### Exercise description
Below are some entries; state how many of their lines contain the word "intended", with nothing else in the reply.

### Data items
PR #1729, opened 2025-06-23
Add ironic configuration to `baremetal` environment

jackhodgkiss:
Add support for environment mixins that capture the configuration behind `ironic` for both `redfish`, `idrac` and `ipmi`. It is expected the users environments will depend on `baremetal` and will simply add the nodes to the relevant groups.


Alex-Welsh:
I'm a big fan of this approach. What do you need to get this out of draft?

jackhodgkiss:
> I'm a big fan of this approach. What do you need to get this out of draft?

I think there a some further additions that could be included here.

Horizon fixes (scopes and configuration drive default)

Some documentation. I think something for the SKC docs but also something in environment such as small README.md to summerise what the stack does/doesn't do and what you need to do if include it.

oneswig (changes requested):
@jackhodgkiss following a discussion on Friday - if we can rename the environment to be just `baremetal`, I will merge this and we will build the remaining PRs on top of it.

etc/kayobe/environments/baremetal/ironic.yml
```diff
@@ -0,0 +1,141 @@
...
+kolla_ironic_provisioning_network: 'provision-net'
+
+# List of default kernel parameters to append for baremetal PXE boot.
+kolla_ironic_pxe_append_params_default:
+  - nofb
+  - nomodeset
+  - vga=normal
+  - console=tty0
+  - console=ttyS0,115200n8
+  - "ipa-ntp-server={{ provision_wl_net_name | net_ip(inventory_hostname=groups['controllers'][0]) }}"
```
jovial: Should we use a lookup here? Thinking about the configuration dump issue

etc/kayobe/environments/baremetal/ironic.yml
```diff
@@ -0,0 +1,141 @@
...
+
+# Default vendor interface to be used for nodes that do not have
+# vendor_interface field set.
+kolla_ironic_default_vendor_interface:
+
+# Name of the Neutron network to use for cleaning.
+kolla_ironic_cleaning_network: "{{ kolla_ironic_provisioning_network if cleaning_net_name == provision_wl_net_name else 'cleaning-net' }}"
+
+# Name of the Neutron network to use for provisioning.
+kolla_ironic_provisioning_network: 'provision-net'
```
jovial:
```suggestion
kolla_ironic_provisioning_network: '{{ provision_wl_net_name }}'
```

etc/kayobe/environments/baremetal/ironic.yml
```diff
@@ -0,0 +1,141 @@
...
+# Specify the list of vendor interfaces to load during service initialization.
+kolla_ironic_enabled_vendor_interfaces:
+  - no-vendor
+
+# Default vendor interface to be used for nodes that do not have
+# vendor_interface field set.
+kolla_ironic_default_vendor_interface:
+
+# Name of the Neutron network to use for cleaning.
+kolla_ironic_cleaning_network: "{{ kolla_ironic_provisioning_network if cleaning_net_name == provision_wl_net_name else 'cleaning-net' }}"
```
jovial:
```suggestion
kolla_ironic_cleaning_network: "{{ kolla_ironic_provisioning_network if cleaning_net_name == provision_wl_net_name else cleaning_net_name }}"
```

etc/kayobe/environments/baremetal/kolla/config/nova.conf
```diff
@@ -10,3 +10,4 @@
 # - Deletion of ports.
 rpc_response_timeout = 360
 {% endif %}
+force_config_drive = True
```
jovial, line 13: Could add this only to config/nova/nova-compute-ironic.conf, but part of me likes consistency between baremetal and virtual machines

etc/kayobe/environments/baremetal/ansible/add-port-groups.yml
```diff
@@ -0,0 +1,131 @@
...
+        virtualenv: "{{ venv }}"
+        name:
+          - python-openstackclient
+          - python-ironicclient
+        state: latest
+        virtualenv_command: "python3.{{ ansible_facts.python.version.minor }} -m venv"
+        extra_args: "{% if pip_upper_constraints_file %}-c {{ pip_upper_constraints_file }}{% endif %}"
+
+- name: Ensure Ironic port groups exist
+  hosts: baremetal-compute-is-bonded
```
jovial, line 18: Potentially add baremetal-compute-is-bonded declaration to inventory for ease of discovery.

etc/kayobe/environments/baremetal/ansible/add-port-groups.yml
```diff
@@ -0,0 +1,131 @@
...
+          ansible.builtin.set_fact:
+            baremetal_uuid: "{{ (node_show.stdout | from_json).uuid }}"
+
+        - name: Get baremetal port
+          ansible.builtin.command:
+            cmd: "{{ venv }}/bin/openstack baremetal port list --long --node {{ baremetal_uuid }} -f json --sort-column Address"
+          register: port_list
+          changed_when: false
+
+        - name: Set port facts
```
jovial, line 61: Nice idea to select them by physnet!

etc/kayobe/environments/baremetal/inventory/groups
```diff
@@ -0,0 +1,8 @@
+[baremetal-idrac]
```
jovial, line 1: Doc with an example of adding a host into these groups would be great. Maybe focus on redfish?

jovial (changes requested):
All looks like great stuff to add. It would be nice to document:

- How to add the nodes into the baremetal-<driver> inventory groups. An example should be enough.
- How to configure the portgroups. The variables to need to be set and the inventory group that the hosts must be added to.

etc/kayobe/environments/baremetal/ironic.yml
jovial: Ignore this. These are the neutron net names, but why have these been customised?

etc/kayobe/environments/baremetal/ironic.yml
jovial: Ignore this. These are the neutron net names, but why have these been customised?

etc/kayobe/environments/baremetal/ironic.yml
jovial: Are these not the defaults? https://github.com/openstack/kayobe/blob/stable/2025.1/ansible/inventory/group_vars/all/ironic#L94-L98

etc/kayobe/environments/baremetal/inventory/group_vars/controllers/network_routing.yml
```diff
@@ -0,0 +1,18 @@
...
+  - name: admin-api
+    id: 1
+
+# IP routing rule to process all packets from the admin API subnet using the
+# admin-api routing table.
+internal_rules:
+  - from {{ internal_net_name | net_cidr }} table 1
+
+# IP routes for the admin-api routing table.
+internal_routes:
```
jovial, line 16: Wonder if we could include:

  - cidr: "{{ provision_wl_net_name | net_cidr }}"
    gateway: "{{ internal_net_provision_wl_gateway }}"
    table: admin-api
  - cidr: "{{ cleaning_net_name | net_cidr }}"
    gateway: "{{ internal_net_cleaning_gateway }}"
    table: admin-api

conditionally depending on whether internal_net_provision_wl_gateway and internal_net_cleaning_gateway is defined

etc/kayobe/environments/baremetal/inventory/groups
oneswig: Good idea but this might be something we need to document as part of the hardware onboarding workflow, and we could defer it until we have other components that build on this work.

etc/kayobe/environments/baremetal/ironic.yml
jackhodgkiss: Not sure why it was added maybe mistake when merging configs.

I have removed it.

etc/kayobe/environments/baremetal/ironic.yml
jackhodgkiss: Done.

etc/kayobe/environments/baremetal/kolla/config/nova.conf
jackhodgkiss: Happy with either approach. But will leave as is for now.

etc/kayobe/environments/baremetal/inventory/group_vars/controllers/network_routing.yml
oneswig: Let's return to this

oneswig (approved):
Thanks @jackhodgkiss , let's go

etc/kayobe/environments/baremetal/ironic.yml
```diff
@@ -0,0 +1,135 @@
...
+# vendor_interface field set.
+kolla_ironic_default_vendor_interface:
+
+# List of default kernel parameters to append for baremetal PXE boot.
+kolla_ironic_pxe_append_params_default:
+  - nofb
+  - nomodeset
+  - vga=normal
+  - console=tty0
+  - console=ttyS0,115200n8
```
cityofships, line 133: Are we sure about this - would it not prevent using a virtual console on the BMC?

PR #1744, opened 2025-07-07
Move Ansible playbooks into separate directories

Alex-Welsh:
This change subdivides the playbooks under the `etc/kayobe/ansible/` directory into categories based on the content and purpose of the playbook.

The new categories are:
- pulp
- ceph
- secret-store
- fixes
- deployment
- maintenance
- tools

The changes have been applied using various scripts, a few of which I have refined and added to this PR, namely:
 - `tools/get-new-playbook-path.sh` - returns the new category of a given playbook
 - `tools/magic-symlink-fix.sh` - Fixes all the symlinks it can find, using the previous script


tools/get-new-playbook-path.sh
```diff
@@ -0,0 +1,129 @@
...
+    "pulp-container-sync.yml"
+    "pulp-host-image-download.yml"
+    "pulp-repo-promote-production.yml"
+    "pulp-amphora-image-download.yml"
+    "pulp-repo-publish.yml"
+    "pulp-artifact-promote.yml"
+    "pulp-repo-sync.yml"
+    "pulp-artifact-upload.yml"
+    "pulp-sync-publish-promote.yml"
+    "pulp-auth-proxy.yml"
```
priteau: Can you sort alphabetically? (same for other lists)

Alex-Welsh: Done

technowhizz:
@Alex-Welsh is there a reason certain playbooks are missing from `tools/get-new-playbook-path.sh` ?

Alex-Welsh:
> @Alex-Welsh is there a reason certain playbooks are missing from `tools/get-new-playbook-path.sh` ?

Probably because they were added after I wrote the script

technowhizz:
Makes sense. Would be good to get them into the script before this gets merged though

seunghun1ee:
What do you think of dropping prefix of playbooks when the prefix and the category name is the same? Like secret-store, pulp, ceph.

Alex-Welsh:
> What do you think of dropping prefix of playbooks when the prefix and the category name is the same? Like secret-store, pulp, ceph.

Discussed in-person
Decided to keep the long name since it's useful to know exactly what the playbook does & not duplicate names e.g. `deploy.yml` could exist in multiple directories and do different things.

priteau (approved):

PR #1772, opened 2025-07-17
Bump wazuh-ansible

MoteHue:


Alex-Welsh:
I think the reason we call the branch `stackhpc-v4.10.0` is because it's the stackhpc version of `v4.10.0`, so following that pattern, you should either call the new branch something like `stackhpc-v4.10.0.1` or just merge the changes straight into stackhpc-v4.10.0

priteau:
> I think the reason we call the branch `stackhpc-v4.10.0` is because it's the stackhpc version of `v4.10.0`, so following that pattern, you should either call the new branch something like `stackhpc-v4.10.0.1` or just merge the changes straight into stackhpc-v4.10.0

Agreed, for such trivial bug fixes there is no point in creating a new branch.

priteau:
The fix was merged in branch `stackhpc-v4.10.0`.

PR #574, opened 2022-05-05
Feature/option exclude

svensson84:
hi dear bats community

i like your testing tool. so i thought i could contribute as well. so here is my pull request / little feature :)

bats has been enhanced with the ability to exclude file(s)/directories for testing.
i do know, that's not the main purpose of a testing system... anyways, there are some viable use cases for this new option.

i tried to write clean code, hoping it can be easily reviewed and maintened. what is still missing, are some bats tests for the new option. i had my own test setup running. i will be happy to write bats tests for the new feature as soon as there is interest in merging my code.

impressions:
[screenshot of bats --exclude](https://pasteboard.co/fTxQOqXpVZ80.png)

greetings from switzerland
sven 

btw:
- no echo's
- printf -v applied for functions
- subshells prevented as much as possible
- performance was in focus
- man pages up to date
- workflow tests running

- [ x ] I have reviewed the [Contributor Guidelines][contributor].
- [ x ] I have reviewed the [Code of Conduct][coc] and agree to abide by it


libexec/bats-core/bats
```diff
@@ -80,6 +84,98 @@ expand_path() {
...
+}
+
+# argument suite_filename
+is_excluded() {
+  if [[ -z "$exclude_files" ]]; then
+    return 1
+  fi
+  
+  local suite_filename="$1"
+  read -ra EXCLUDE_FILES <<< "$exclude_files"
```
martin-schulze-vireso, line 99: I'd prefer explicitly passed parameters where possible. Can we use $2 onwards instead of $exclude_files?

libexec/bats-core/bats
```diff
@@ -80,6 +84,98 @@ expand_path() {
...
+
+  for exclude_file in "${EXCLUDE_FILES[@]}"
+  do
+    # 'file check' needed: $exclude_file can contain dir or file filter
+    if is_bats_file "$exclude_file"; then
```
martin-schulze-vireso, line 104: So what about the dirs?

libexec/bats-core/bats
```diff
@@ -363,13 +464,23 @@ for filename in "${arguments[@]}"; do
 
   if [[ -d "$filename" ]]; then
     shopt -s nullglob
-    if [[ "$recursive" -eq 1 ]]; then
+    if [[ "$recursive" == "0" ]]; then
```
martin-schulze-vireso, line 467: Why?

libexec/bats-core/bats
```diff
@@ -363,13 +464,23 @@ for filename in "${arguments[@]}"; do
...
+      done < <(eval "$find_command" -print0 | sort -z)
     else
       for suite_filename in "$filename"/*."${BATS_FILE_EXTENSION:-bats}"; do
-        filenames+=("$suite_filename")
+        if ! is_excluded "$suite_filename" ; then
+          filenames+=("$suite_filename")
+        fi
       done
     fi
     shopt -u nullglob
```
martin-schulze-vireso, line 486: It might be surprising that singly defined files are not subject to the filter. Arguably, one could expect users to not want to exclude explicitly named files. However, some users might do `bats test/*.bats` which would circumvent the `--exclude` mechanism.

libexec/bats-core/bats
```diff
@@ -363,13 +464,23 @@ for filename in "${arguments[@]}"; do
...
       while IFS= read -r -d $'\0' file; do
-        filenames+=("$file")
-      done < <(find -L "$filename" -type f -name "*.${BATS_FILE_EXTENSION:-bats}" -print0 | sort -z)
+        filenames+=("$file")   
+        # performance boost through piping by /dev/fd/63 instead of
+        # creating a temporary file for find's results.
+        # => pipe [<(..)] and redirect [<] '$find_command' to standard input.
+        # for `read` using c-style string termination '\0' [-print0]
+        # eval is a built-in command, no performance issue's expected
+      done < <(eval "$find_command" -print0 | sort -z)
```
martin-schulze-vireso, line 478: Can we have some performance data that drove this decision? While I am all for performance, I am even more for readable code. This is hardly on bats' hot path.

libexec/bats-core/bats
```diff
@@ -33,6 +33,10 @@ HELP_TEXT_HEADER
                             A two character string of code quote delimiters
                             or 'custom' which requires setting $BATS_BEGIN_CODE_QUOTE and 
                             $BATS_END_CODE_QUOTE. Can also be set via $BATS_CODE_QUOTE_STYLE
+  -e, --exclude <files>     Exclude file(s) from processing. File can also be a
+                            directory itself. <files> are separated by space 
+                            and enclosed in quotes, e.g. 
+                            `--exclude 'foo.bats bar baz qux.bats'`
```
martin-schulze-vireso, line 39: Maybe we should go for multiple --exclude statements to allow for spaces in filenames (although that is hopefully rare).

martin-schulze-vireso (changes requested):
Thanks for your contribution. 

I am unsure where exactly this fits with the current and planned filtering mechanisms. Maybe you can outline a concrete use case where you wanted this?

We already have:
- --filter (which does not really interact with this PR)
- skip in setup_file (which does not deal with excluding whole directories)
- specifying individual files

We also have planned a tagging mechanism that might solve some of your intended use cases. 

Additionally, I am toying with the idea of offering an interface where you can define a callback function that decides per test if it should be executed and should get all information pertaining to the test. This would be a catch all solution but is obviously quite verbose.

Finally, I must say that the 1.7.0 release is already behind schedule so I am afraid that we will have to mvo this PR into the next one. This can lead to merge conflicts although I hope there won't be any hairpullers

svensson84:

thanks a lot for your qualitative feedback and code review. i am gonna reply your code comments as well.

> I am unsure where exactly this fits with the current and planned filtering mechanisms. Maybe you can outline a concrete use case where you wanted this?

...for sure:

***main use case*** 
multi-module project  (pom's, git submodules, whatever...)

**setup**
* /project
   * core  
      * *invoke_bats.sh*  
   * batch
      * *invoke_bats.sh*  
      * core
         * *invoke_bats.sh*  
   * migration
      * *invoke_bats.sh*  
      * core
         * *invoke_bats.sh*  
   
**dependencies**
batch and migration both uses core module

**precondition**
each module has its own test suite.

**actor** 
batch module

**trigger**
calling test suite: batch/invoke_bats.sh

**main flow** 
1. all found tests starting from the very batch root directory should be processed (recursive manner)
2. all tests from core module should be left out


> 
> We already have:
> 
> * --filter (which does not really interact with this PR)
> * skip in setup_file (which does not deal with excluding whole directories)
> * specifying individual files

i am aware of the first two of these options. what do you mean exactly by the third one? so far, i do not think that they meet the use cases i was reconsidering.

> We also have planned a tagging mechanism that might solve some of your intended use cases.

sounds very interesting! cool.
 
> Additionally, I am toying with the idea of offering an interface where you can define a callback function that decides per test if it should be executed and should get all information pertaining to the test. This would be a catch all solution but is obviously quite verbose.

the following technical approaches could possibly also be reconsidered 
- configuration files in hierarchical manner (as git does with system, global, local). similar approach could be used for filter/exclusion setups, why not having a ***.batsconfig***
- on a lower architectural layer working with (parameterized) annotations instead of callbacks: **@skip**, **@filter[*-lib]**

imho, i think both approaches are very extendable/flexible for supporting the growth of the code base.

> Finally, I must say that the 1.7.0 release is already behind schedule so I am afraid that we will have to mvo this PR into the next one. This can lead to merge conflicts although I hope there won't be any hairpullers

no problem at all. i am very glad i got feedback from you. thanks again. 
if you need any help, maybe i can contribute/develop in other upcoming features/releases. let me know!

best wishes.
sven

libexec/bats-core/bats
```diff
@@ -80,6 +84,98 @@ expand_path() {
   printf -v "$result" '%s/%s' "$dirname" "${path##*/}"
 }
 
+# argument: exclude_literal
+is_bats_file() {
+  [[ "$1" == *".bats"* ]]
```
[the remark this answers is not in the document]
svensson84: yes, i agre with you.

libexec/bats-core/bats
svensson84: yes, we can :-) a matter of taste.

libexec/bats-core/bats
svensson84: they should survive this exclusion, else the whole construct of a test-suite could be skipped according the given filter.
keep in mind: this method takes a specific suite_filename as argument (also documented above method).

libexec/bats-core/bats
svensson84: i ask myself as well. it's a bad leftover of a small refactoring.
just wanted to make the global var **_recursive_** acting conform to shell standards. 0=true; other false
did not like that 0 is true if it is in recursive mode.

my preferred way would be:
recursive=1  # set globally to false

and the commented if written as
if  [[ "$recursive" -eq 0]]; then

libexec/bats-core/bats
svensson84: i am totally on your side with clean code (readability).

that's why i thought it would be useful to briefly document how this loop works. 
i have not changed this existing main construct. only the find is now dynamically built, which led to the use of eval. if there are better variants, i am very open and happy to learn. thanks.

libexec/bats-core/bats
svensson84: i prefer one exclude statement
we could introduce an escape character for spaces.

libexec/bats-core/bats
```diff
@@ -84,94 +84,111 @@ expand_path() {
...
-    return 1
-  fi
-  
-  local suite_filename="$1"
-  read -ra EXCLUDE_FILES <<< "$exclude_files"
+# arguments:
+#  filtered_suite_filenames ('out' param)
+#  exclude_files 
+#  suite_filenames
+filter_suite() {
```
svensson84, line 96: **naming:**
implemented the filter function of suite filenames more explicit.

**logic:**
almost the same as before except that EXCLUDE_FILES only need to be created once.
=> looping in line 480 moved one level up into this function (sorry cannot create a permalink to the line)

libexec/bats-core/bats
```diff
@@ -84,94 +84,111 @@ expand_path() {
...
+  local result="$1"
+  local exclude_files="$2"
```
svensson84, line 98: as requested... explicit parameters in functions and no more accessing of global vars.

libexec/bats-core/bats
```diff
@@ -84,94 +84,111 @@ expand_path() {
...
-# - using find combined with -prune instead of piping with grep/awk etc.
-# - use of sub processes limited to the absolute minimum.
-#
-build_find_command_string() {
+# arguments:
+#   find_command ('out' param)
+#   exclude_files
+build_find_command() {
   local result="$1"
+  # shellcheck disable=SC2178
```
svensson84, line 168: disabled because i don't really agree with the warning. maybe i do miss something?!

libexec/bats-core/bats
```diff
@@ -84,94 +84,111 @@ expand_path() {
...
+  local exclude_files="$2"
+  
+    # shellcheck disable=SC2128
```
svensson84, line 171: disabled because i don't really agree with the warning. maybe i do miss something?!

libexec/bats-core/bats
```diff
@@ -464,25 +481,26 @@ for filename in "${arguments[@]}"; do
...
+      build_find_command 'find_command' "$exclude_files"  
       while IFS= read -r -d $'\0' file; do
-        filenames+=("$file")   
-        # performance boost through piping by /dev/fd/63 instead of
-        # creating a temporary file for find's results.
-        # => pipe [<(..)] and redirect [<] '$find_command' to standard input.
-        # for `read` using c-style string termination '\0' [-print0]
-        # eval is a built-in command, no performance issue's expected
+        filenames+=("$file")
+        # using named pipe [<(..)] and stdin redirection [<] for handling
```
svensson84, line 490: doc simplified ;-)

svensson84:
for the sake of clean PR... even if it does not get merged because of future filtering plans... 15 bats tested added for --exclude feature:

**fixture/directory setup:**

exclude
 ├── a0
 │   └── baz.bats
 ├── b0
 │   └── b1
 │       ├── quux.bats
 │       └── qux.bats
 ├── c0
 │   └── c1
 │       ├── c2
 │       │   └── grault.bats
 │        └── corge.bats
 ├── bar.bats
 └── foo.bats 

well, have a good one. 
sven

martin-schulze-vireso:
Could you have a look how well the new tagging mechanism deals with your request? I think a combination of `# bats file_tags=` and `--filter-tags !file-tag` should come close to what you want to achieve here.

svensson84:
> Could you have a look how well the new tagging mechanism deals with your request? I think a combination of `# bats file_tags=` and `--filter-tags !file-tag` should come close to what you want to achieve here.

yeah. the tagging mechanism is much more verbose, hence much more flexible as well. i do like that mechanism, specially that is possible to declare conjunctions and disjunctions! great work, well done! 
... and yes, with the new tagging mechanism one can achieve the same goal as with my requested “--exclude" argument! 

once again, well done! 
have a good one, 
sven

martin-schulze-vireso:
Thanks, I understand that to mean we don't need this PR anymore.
---
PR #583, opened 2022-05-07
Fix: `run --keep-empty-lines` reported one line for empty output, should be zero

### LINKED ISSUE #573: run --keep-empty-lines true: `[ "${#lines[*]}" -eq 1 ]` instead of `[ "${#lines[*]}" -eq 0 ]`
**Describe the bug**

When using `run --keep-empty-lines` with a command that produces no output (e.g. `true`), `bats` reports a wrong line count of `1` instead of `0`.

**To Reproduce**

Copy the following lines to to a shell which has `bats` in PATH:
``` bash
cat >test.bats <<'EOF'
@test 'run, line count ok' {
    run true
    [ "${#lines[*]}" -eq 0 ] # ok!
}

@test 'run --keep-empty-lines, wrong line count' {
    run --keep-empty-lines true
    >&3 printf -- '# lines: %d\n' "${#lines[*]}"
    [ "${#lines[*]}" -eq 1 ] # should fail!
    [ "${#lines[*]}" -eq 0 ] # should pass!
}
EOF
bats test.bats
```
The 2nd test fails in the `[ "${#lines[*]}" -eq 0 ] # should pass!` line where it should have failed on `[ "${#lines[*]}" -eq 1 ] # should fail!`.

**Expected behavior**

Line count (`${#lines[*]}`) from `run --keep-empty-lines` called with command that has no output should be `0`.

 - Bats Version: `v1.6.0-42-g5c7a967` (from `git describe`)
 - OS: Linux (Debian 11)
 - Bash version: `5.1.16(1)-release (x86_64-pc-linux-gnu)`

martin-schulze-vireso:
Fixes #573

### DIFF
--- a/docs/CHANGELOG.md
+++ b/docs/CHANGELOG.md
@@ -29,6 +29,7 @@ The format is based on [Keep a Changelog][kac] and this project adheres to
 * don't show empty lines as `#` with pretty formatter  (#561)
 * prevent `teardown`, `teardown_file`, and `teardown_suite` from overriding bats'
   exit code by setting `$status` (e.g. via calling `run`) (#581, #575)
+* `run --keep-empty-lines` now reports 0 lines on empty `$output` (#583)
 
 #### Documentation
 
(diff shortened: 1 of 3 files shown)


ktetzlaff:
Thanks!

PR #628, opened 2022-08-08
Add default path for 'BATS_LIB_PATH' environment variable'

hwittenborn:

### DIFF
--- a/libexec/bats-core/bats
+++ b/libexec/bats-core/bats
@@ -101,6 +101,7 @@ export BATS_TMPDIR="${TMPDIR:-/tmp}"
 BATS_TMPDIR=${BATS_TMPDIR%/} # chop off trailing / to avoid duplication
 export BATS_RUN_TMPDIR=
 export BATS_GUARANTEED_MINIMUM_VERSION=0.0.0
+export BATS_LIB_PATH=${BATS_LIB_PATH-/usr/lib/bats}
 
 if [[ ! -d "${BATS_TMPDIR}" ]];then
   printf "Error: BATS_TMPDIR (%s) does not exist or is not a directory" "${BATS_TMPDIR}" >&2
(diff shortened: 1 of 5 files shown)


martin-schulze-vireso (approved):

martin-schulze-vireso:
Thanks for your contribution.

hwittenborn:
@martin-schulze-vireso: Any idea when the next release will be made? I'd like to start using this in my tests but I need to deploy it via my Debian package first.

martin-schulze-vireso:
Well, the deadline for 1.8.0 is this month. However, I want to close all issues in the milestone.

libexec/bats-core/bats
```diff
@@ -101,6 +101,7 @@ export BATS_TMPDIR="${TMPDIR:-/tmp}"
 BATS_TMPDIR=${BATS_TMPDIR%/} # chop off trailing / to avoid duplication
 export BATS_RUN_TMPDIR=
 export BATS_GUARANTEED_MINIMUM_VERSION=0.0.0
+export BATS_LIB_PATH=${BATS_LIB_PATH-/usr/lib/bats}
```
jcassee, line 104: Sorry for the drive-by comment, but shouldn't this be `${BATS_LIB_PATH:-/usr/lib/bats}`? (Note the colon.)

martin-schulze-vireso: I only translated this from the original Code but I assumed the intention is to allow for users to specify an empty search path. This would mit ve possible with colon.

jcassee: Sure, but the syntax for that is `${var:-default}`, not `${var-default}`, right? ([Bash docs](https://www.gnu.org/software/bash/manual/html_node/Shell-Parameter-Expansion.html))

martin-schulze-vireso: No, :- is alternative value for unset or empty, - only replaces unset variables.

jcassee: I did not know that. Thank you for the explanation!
--
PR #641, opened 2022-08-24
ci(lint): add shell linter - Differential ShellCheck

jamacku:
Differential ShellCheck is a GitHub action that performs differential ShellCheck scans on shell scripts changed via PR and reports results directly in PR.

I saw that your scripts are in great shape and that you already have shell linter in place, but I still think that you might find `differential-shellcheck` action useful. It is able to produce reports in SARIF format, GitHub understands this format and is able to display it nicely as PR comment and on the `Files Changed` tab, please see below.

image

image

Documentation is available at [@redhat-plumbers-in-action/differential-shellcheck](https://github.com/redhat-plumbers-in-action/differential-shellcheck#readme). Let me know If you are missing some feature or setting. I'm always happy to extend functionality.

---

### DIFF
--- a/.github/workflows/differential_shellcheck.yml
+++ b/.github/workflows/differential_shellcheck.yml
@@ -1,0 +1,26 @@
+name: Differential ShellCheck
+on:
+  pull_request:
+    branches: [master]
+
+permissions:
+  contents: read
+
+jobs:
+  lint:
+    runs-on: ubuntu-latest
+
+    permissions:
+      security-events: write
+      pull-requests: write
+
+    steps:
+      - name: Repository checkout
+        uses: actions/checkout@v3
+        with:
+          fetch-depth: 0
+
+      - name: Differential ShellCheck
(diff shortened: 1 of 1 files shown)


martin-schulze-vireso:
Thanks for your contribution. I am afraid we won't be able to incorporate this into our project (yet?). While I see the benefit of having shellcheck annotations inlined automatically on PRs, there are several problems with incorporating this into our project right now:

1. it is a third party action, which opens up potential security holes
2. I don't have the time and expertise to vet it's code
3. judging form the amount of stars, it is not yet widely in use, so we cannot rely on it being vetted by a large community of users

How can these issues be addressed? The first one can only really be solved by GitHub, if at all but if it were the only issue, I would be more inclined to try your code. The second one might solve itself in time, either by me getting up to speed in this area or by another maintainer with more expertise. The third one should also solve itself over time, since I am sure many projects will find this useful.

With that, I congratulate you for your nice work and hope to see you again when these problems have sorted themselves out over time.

### Expected answer
2